• **Description of the task**
Throughout the entries below, report every line where "retry" is found.

[Stored data entries]
════

PR #1198, opened 2021-06-28
pr_crictl: fix StartContainerResponse of containerd return nil and use make-packages action

haosanzi:


.github/workflows/pr_crictl.yml
```diff
@@ -48,27 +48,44 @@ jobs:
...
-        docker exec $rune_test bash -c "cd /root/samples && ./clean.sh;
-        crictl run --timeout 30s hello.yaml pod.yaml && ./show.sh"
+    - name: Run occlum-hello pod
+      uses: nick-invision/retry@v2
+      with:
+        timeout_minutes: 20
+        max_attempts: 5
+        command: docker exec $rune_test bash -c "cd /root/samples && ./clean.sh;
+          crictl run --timeout 90s hello.yaml pod.yaml && ./show.sh"
+        on_retry_command: echo "retry to run occlum-hello pod!!"
```
jiazhang0, line 54: Use a common pattern to highlight retry command: "******************[RETRY %d]******************"

haosanzi: `nick-invision/retry@v2` does NOT impose the retry order for the user. If this step is retried, then `nick-invision/retry@v2`  will output the message: `Warning: Attempt 1 failed. Reason: Child_process exited with error code 1`, which is easy to find.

════

• **Your response**
+      uses: nick-invision/retry@v2
+        on_retry_command: echo "retry to run occlum-hello pod!!"
jiazhang0, line 54: Use a common pattern to highlight retry command: "******************[RETRY %d]******************"
haosanzi: `nick-invision/retry@v2` does NOT impose the retry order for the user. If this step is retried, then `nick-invision/retry@v2`  will output the message: `Warning: Attempt 1 failed. Reason: Child_process exited with error code 1`, which is easy to find.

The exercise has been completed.